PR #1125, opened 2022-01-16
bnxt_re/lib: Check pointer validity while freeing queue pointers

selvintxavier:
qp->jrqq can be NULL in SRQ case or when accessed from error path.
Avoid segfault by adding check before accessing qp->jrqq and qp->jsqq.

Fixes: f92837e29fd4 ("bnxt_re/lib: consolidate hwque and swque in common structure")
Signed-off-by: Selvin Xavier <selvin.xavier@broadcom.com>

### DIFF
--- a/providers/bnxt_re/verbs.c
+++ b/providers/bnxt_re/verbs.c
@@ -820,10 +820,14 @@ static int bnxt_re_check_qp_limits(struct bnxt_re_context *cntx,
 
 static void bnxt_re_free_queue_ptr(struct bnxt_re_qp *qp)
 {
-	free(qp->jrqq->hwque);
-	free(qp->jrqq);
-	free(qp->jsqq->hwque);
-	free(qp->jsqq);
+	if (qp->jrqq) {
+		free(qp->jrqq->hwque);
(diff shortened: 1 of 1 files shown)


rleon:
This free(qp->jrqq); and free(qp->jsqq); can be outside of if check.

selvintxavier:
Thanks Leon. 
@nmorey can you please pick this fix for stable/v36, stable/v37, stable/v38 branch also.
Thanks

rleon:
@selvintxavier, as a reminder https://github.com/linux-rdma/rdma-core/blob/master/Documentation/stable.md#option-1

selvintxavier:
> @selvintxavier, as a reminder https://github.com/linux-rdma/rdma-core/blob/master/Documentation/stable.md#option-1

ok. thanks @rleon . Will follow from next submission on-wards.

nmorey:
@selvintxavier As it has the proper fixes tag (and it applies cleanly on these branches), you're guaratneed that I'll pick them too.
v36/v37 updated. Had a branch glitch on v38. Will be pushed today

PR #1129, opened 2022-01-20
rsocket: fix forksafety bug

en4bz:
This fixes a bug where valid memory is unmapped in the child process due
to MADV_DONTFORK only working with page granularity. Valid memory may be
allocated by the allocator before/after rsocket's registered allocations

........

(WHAT THE TASK ASKS):
Across the records above, how many lines does the word "from" appear on? Reply with the number only.

(YOUR SOLUTION):
2